#### Exercise aim:
In the material below, which lines hold the word "think"? Pick each one out.

----- Entries provided -----

PR #3244, opened 2026-04-14
proposals: propose protocol metatype extensions

compnerd:
Propose protocol metatype extensions

### DIFF
--- a/proposals/NNNN-protocol-metatype-extensions.md
+++ b/proposals/NNNN-protocol-metatype-extensions.md
@@ -1,0 +1,398 @@
+# Protocol Metatype Extensions
+
+* Proposal: [SE-NNNN](NNNN-protocol-metatype-extensions.md)
+* Authors: [Saleem Abdulrasool](https://github.com/compnerd)
+* Review Manager: TBD
+* Status: **Awaiting review**
+* Implementation: [swiftlang/swift#88445](https://github.com/swiftlang/swift/pull/88445)
+* Upcoming Feature Flag: `ProtocolMetatypeExtensions`
+
+## Summary of changes
+
+Allows `extension P.Protocol`, where `P` is a protocol, to declare static members that live on the protocol itself and are not inherited by conforming types.
+
+## Motivation
+
+Swift protocols can have static members declared in extensions:
+
+```swift
+protocol Plugin {
+  static var name: String { get }
+  func run()
+}
+
+extension Plugin {
+  static var searchPaths: [String] { ["/usr/lib/plugins", "~/.plugins"] }
+}
+```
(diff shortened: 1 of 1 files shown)


proposals/NNNN-protocol-metatype-extensions.md
```diff
@@ -0,0 +1,447 @@
...
+members need to dispatch on `self`, which requires them to be instance members.
+
+By using instance members for `P.Protocol` extensions in this proposal, we
+establish a uniform model: metatype extensions add instance members to metatype
+values. The only difference between `P.Protocol` and `P.Type` extensions is how
+many values the metatype has, one for `P.Protocol`, many for `P.Type`.
+
+We consider this a natural future direction but out of scope for this proposal.
+
+### Protocol metatype conformances
```
allevato, line 335: We discussed this proposal in the Language Steering Group this week. One of the questions we had was whether this proposal was a complete enough story to do what folks might want to do with things like COM interop (or even non-COM use cases). This would be adding a capability to the language where we can use the protocol as a namespace, but as currently written, it ends there—it doesn't permit the kind of generic programming that a user might otherwise expect.

This section points out that a natural thing to want to do with these extensions would be to pass the metatype to a generic function that would operate on that IID. And without the ability to conform metatypes to protocols, there's no way to express that today:

```swift
func someFunc<T: /* ??? */>(_ comInterface: T) {
  let iid = T.IID
  /* do something with iid */
}
someFunc(IDispatch.self)
```

Is this something you foresee users of COM interop wanting to do, and if so, does it follow naturally from what is being proposed here? Did you have plans to work on this space as well, or is this more of an open question?

compnerd: Yeah, this is something that I could see as being valuable (and eventually needed). I think that that this would be something to revisit in the future once more of the COM infrastructure is built out. But, yes, I do feel like it would flow from this work. As to the work itself, that would be more of an open question and something that would come back up when the WinRT layer starts getting looked at.

allevato:
The Language Steering Group discussed this last week and we think there are some unanswered design questions that need to be figured out before this can be run.

The main concern surrounded the inability to operate on metatypes generically. Even though you acknowledge this as a future direction, we want to avoid backing ourselves into a language design corner if we allow folks to inject members with the current "namespace" approach, especially around the choice that `Q.Protocol` doesn't inherit members from `P.Protocol` when `Q: P`.

For the COM interop use cases you had in mind like generating IIDs for interface protocols, we were generally more comfortable with just having those be synthesized via compiler magic for the time being, rather than add a metatype feature that isn't fully realized.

-----

#### Completed exercise:
compnerd: Yeah, this is something that I could see as being valuable (and eventually needed). I think that that this would be something to revisit in the future once more of the COM infrastructure is built out. But, yes, I do feel like it would flow from this work. As to the work itself, that would be more of an open question and something that would come back up when the WinRT layer starts getting looked at.
The Language Steering Group discussed this last week and we think there are some unanswered design questions that need to be figured out before this can be run.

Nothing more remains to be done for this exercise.